27 A cet égard, il convient de rappeler que l'article 52 du traité assure le bénéfice du traitement national aux ressortissants d'un État membre désireux d'exercer une activité non salariée dans un autre État membre et interdit toute discrimination fondée sur la nationalité, faisant obstacle à l'accès ou à l'exercice d'une telle activité. Ainsi que la Cour l'a jugé dans l'arrêt du 10 mars 1993, Commission/Luxembourg (C-111/91, Rec. p. I-817, point 17), ladite interdiction ne concerne pas uniquement les règles spécifiques, relatives à l'exercice des activités professionnelles, mais également, ainsi qu'il résulte du programme général pour la suppression des restrictions à la liberté d'établissement (JO 1962, 2, p. 36), toute gêne aux activités non salariées des ressortissants des autres États membres qui consiste en un traitement différentiel des ressortissants des autres États membres par rapport aux nationaux, prévu par une disposition législative, réglementaire ou administrative d'un État membre ou résultant de l'application d'une telle disposition ou de pratiques administratives.

28 Cette interdiction s'applique ainsi à l'exigence d'une condition de résidence mise à l'octroi d'un avantage social lorsqu'il a été constaté que cette condition revêt un caractère discriminatoire (arrêt Commission/Luxembourg, précité, point 18).

29 Le principe de l'égalité de traitement ainsi énoncé vise également à empêcher les discriminations opérées au détriment des descendants qui sont à la charge du travailleur non salarié. Il s'oppose, dès lors, à l'exigence d'une condition de résidence telle que celle prévue par la législation nationale concernée qui, ainsi qu'il a été dit au point 23 du présent arrêt, doit être considérée comme discriminatoire.

30 Au vu de ce qui précède, il convient de répondre à la seconde question que l'enfant à charge d'un ressortissant d'un État membre, qui exerce une activité non salariée dans un autre État membre tout en conservant sa résidence dans l'État dont il est le ressortissant, peut obtenir un financement de ses études dans les mêmes conditions que celles appliquées aux enfants des ressortissants de l'État d'établissement et notamment sans qu'une condition supplémentaire relative à la résidence de l'enfant puisse être imposée.

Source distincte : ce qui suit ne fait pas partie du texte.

PR #1732, opened 2023-09-20
Ustringhash phase 3

steenax86:
## Description

Move OSL library functions and remaining execution time interface from ustring to ustringhash.

Intent is all code for cpu or device just use ustringhash only.  This allows us to remove
STRING_PARAM, ustringrep, and OSL_USTRINGREP_IS_HASH.  All interfaces and library code
should explicitly use ustringhash or ustring,
or for library functions llvm can call ustringhash_pod or ustring_pod

Compile time strings used in the OSL Library are represented in strdecls.h
and will be available as ustring variables in the Strings namespace as well as
available as unstringhash constexpr variables in the Hashes namespace.

Compile time strings used by the Renderer should adopt a similiar strategy as
exemplified by TestShade which keeps its strings in rs_strdecls.h
and made available as ustring variables in the RS::Strings namespace as well as
available as unstringhash constexpr variables in the RS::Hashes namespace.

Added helper utility functions to generate ustring from ustringhash_pods

Constant string arrays: Previously, array copys required copying data via address
of symbol on host. To enable working on device, replaced memcpy with array allocation
and loading of values. Constant arrays are now present as
global arrays in final llvm module.

On the Batched side compatability/integration:
Batched OSL Library functions continue to use ustrings (not ustringhashes to reduce scope/risk).
Batched OSL library functions that call their scalar counterparts were adjusted
to pass arguments as ustringhash_pods and store results as ustrings

STRING_PARAMS, device_string.h, and string_hash.h: Built-in strings on the CUDA side are now accessed via Hashes namespace, instead of STRING_PARAMS and are
evaluated as ustringhashes. Similarly, DeviceString, StringParams, HDSTR are obsolete, and device_string.h is eliminated.
Hashes.h, which only contains OIIO's strhash and pvtstrlen functions (both formerly in string_hash.h), replaces all inclusions of device_string.h. Namespace Hashes in hashes.h
contains pre-compiled ustringhashes representing strings from strdecls.h.

Texture, dictionary, closure: Helper implementation functions are used by both scalar and batched versions. However, since scalar uses ustringhashes and
the batched version uses ustrings added a flag to inform functions on treating TypeDesc::STRING has either a ustring or a ustringhash

## Tests

Added testing of bitcode rendereservices for unoptimized OSL shader.
array-copy tests regression: Added new test to verify copying of arrays of unequal lengths

## Checklist:


src/liboslexec/batched_llvm_gen.cpp
```diff
@@ -8267,7 +8318,7 @@ LLVMGEN(llvm_gen_split)
             rop.llvm_load_arg(*optSep, false /*derivs*/, op_is_uniform));
     } else {
         if (op_is_uniform) {
-            args.push_back(rop.ll.constant(""));
+            args.push_back(rop.ll.constant(ustring("").c_str()));
```
AlexMWells, line 8321: We thought this was a bug passing a char * vs. a true ustring, 
  `args.push_back(rop.ll.constant(""));`
but Turns out 
  `llvm::Value* LLVM_Util::constant(string_view s) { return constant(ustring(s)); }`
did the conversion for us already. 
Although as we move towards being more explicit, this change is probably welcome so its clear to the reader.

So 2 lines later we see a similar call:
` llvm::Value* wide_sep      = rop.ll.wide_constant("");`
 which again is handled properly by LLVM_Util, by implicitly creating a ustring.
 But perhaps we should update it to match the 2 lines before
`  llvm::Value* wide_sep      = rop.ll.wide_constant(ustring("").c_str());`
 ?

src/liboslexec/llvm_instance.cpp
```diff
@@ -660,10 +708,21 @@ BackendLLVM::llvm_assign_initial_value(const Symbol& sym, bool force)
                 llvm_zero_derivs(sym);
 #endif
         } else if (sym.interpolated() && !sym.typespec().is_closure()) {
+#if 1
```
AlexMWells, line 711: Remove #if 1 
and #endif

src/liboslexec/opclosure.cpp
```diff
@@ -76,7 +76,7 @@ osl_closure_to_string(ShaderGlobals* sg, ClosureColor* c)
     // Special case for printing closures
     std::ostringstream stream;
     stream.imbue(std::locale::classic());  // force C locale
-    print_closure(stream, c, &sg->context->shadingsys());
+    print_closure(stream, c, &sg->context->shadingsys(), false);
```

Décisions sur les dépenses


Sur les dépens

31 Les frais exposés par les gouvernements néerlandais et allemand, ainsi que par la Commission, qui ont soumis des observations à la Cour, ne peuvent faire l'objet d'un remboursement. La procédure revêtant, à l'égard des parties au principal, le caractère d'un incident soulevé devant la juridiction nationale, il appartient à celle-ci de statuer sur les dépens.

Dispositif


Par ces motifs,

LA COUR (cinquième chambre),

statuant sur les questions à elle soumises par la Commissie van Beroep Studiefinanciering, par ordonnance du 26 septembre 1997, dit pour droit:

1) Le fait qu'une personne soit liée par mariage au directeur et seul propriétaire des parts sociales de la société en faveur de laquelle elle exerce une activité réelle et effective ne s'oppose pas à ce que cette personne puisse être qualifiée de «travailleur» au sens de l'article 48 du traité CE (devenu, après modification, article 39 CE) et du règlement (CEE) n° 1612/68 du Conseil, du 15 octobre 1968, relatif à la libre circulation des travailleurs à l'intérieur de la Communauté, dès lors qu'elle exerce son activité dans le cadre d'un lien de subordination.

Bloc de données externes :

PR #1733, opened 2023-09-28
Fix tests passing when test commands fail

brechtvl:
## Description

37cbab5b accidentally changed tests to accept failing commands by default.

This can cause tests to pass even though the program crashed, when a previous run created the correct output file.

This reveals existing asan and lsan errors. The asan error was fixed. The memory leaks remain ignored, as the exact cause is unclear.

## Tests

N/A

## Checklist:

### DIFF
--- a/src/build-scripts/ci-startup.bash
+++ b/src/build-scripts/ci-startup.bash
@@ -22,7 +22,7 @@ export OSL_ROOT=$PWD/dist
 export DYLD_LIBRARY_PATH=$OSL_ROOT/lib:$DYLD_LIBRARY_PATH
 export LD_LIBRARY_PATH=$OSL_ROOT/lib:$LD_LIBRARY_PATH
 export OIIO_LIBRARY_PATH=$OSL_ROOT/lib:${OIIO_LIBRARY_PATH}
-export LSAN_OPTIONS=suppressions=$PWD/src/build-scripts/nosanitize.txt:exitcode=0
+export LSAN_OPTIONS=suppressions=$PWD/src/build-scripts/nosanitize.txt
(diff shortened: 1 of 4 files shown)


brechtvl:
I made it pass tests even when there are memory leaks. Better would be to fix these (if possible), but I don't really have the time for that. There is not a lot to go on.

2) L'enfant à charge d'un ressortissant d'un État membre, qui exerce une activité salariée dans un autre État membre tout en conservant sa résidence dans l'État dont il est le ressortissant, peut se prévaloir de l'article 7, paragraphe 2, du règlement n° 1612/68 pour obtenir un financement de ses études dans les mêmes conditions que celles appliquées aux enfants des ressortissants de l'État d'emploi et notamment sans qu'une condition supplémentaire relative à la résidence de l'enfant puisse être imposée.

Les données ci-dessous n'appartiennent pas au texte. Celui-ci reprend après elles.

PR #1734, opened 2023-09-29
build(deps): Raise OpenEXR min to 2.4

lgritz:
Only for OSL 1.13. Will not be backported to the current release.


lgritz:
Seem ok to everybody?

fpsunflower (approved):

PR #1736, opened 2023-10-02
docs: First stab at ReadTheDocs

lgritz:
Convert the LaTeX docs to Sphinx + Myst Markdown extension

I think this is in decent shape. It's going to need a lot of thorough proofreading to ensure that thing got lost or mangled on the way from the original docs. I suspect we will have several follow-up PRs to fix things.

After we're reasonably happy with it, we'll eventually remove the .tex and the pdf.


lgritz:
Preview of the staged docs: https://open-shading-language.readthedocs.io/en/latest/

fpsunflower:
This is looking great already!

lgritz:
Is there anything additional I should do before a first merge?  (Knowing that there will probably be lots of little fixes and enhancements I find later and will follow up with additional PRs as needed.)

lgritz:
If there are no objections surfacing, I'm going to merge this today, then we can move on to more careful proofreading and smaller patches to fix anything we see that needs to be fixed.

fpsunflower:
I didn't read through the text in detail, but the overall structure looks good to me.

We should definitely handle the next steps in follow up commits, this is already a great start.

fpsunflower (approved):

3) L'enfant à charge d'un ressortissant d'un État membre, qui exerce une activité non salariée dans un autre État membre tout en conservant sa résidence dans l'État dont il est le ressortissant, peut obtenir un financement de ses études dans les mêmes conditions que celles appliquées aux enfants des ressortissants de l'État d'établissement et notamment sans qu'une condition supplémentaire relative à la résidence de l'enfant puisse être imposée.